PR #214, opened 2023-01-26
2.0: Move presentation claims out of top level of idtoken. 

Jsyro:
Breaking Change: 

All existing oidc configurations will need to be update to look for any imported attributes from the presentation under the `vc_proof_claims` member of the idtoken. 

Thoughts on the attribute name of `vc_proof_claims`.

### DIFF
--- a/oidc-controller/api/core/oidc/issue_token_service.py
+++ b/oidc-controller/api/core/oidc/issue_token_service.py
@@ -1,5 +1,7 @@
 import logging
+import json
 import uuid
+import dataclasses
 from datetime import datetime
 from typing import List, Dict, Any
 from pydantic import BaseModel
@@ -10,6 +12,7 @@ from ...verificationConfigs.models import VerificationConfig
 logger = logging.getLogger(__name__)
 
 
+@dataclasses.dataclass(frozen=True)
 class Claim(BaseModel):
     type: str
     value: str
@@ -20,7 +23,7 @@ class Token(BaseModel):
     issuer: str
     audiences: List[str]
     lifetime: int
-    claims: Dict[str, Claim]
+    claims: Dict[str, Any]
 
     @classmethod
     def get_claims(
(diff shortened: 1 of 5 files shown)


oidc-controller/api/core/oidc/issue_token_service.py
```diff
@@ -75,12 +77,13 @@ def get_claims(
...
-        claims.append(Claim(type="sub", value=sub_id_value))
-        claims += list(presentation_claims.values())
+        oidc_claims.append(Claim(type="sub", value=sub_id_value))
+        presentation_claims.values()
 
-        result = {c.type: c for c in claims}
-        logger.info("claims generated for the token:")
-        logger.info(result)
+        result = {c.type: c.value for c in oidc_claims}
+        result["vc_proof_claims"] = json.dumps(
```
esune, line 84: What about `vc_presented_attributes` as container name? This would be pretty self-explanatory and consistent with the Aries nomenclature as well. Thoughts?

esune (commented):
Could we make it so that presented attributes matching the name of [OIDC Standard Claims](https://openid.net/specs/openid-connect-core-1_0.html#StandardClaims) will be returned at the root level - populating the corresponding standard claim?

We could still return them as part of the presented attribute object, but this way it would make it seamless for OIDC clients to pick those values up without needing special mapping.

oidc-controller/api/core/oidc/issue_token_service.py
```diff
@@ -46,7 +47,9 @@ def get_claims(
             Claim(type="nonce", value=auth_session.request_parameters["nonce"])
         )
 
-        presentation_claims: Dict[str, Claim] = {}
+        presentation_claims: Dict[str, Claim] = {
+            "given_name": Claim("email", "email1@net.com")
```
esune, line 51: It looks like this made it's way through to the committed code

esune (changes requested):

oidc-controller/api/core/oidc/issue_token_service.py
Jsyro: Good catch, should be good to go now.

esune (approved):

━━━━━━

• _EXERCISE GOAL_:
If a line in the records above contains "Thoughts", copy that line.

• _WRITTEN SOLUTION_:
Thoughts on the attribute name of `vc_proof_claims`.
esune, line 84: What about `vc_presented_attributes` as container name? This would be pretty self-explanatory and consistent with the Aries nomenclature as well. Thoughts?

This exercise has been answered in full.